Roche, looking between them, addressing neither of them, said, “The world isn’t what it was. So it must go up in flames.”
Harry stood up. “Jane, I want to make a telephone call.”
She said, “You can use the one in the sitting room.”
“No, it’s nothing private. I’ll use the one here.”
He went to the wall telephone near the door that opened into the garage, and he began to dial.
Roche leaned across the white breakfast table and brought his face close to Jane’s. She saw a face of pure hatred: the face whose existence she had intuited ever since that day when, too late, already committed to him and this adventure, she had seen him grin and had seen his long, black-rooted molars.
He said violently, “Yes, it’s going up in flames. But it’s taking you with it.”
Harry said into the telephone, “Bertie. Harry.”
Jane caught Harry’s pronunciation of his name: she understood now that he pronounced it Hah-ree when he us
ed the name by itself, without his surname.
“But, Bertie, you’re like the Scarlet Pimpernel these days. How you liking the little excitement? … Still, I glad I catch you. Bertie, what the hell is happening? Your paper is telling me nothing. The damn thing is more like a crossword puzzle these days. Clues down and across all over the place. You saving up the solution for next week? … I understand … I understand the position.… But that is damn good news, man.
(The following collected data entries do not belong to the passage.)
PR #2317, opened 2022-06-05
Add clean plugin

shardulsrivastava:
Add clean plugin.

### DIFF
--- a/plugins/clean.yaml
+++ b/plugins/clean.yaml
@@ -1,0 +1,34 @@
+apiVersion: krew.googlecontainertools.github.com/v1alpha2
+kind: Plugin
+metadata:
+  # 'name' must match the filename of the manifest. The name defines how
+  # the plugin is invoked, for example: `kubectl restart`
+  name: clean
+spec:
+  # 'version' is a valid semantic version string (see semver.org). Note the prefix 'v' is required.
+  version: "v0.0.1"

If it is true.… Well, stick in a little something for us too, nuh … I don’t know. I hear some people talking about vigilante patrols.… I agree with you, Bertie. We don’t want to be provocative neither. To tell you the truth, I was thinking more of something like Ridge Residents Starve Dogs. I think there may be one or two guys down there who ought to be informed that the dogs up here haven’t fed since Sunday … no big fuss, but don’t lose it in the paper. Page one or page two, nuh … I wouldn’t say it is too obscure. It is a fairly straight message to whom it may concern. And is a nice little story too, I think.… All right, Bertie-boy. I’ll be reading the paper tomorrow please God.… ‘Please God’? Yes, man, these days we all start talking like the old people.”
He came back to the breakfast table. Jane and Roche were sitting silent, not looking at one another.
Harry said, “Good news. If it’s true. Bertie says he thinks the police are holding out. It was just that airplane on Monday. It demoralized a lot of people.”
Jane filled the coffee cups again, and they all went out on the porch. Jane cleared away the sodden newspaper, and she and Harry wiped the wet table and chairs.
When they were all seated, Harry said, “Can you imagine this green, Jane?”
She said, “It was green when I came. But that’s how it always is. I always have to imagine what I’m missing.”
Roche said, “Did Bertie say anything about the government?”